What “The Mandela Rules” mean for American prisons.

What “The Mandela Rules” mean for American prisons.

For 55 years, the international community has used the “Standard Minimum Rules for the Treatment of Prisoners” as a guideline for structuring their criminal justice and penal systems. The document had never been amended (aside from one additional rule in 1977), let alone revised, until this year. On May 22nd, the United Nations ushered in a new set of standards named after one of the most globally recognized figures of the 20th and 21st centuries. The resolution in favor of adopting the text of “The Mandela Rules” is expected to be presented to the UN General Assembly later this year.

It represents a dramatic expansion of the rules governing our prisons, most poignant of which is the creation of a framework that recognizes human rights doctrines as critical to structuring our penal system. It’s an incredibly important development and one I, and other advocates for prisoners’ rights, are extremely happy to see; it represents a fundamental shift in how we perceive the role of incarceration in society.

Yet the news of this landmark event barely hit the media’s radar when it passed a few weeks ago. There has been no official statement from the Office of the President or other significant political representatives. So why is that? Could it be that there is a hint of irony to the United States to the few self-congratulatory approbations that appeared? Because while the US is touting the importance of this document in its provision of technical assistance to partner countries, there are serious questions as to whether we are adhering to either these rules or the prior document. And by failing to even inform the public of their existence—let alone our support of them—I believe we are sending a clear message to the world: “These principles apply only when it suits our interests.”

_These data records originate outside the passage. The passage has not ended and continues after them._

PR #36, opened 2017-11-09
Enabled multiplay by default, masks a crashbug

cizra:


cizra:
The compliance checks are crashy. By disabling them by default, we won't hit the crashing codepath.

PR #38, opened 2017-11-09
Fixed a buffer overflow

cizra:


cizra:
Disagreed:
```
If the resulting string would be longer than n-1 characters, the remaining characters are discarded and not stored, but counted for the value returned by the function.
```
http://www.cplusplus.com/reference/cstdio/vsnprintf/

See the `n-1`, it leaves room for the terminator. Besides, all the examples I found use the exact size. Besides, testing showed that the string _is_ terminated all right.

Hordeking:
The reason I mention it is that it almost seems as if that particular behavior is undefined. Essentially, my question was "does vsnprintf use buf_size to make sure that the null doesn't get put past the end", and the answer that I got was essentially "it depends on the implementation".

At any rate, you say you've tested it, so I'll approve it. I can believe that vsnprintf would make sure not to overflow if you explicitly tell it how big the buffer is.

Whereas the previous document provided relatively vague guidelines, The Mandela Rules are far more precise, including exact instructions for acceptable actions in a variety of penal areas—areas in which we have been incredibly remiss.

Examination of the revised document’s newest “Basic Rules” reveals several problematic areas for America’s current criminal justice system:

  • The inherent dignity and value of inmates as human beings shall be respected.
  • Self-perceived gender shall be logged upon admission.
  • Protection from degrading or inhumane treatment or punishment.
  • The primary purposes of imprisonment are to protect society from crime and reduce recidivism.
  • Reasonable accommodations for physical, mental, and other disabilities shall be made.
  • Solitary confinement beyond 15 days is prohibited; confinement is only a last resort and prohibited for prisoners with mental or physical disabilities.
  • Prisoners have the right to the same standards of care available in the community, free of charge and without discrimination based on legal status.
  • Health services should be coordinated with public health agencies, including ensuring continuity of care as relates to HIV, drug dependence, and tuberculosis.
  • An interdisciplinary health team which includes expertise in psychology and psychiatry, and a dentist, shall be available.
  • Clinical decisions may not be overruled by non-medical staff.
  • Physicians or a public health body will regularly inspect food.
  • Mental illnesses must be taken into account prior to disciplinary actions.
  • Prisoners accused of offenses must be given adequate resources to prepare their defense.
  • Disciplinary measures may not include the prohibition of family contact beyond a limited time period.

In the years since I began my incarceration, I have witnessed rampant violations of all of these rules at just a couple of facilities, and my examination of the document has only just begun. By advocating for the implementation of these rules, should not we, as a nation, demonstrate at least minimal commitment to the values and principles we’re espousing?

Penal Reform International has expressed its enthusiasm for assisting jurisdictions across the world in implementing these rules. So it is hoped that our criminal justice system will readily ask for such assistance rather than focus on how other nations will integrate the rules into their systems.

So when will the United States’ commitment to these values and principles be demonstrated? The Principles, like many important UN conventions, are not legally binding, so of course, the US is not legally required to ensure compliance within its borders. But one would help that we would demonstrate at least a moral conviction to these standards while we admonish other states for not doing so.

Certain attendees at the UN Meetings of the Crime Commission have praised the role the US played at the meetings, and certainly, there’s little question of the importance of our presence there. Luis E. Arreaga, the US Principal Deputy Assistant Secretary of the Bureau of International Narcotics and Law Enforcement, proclaimed the US’ support of the rules. Yet should we have to congratulate our representatives for agreeing that humans—including those incarcerated—be treated as such?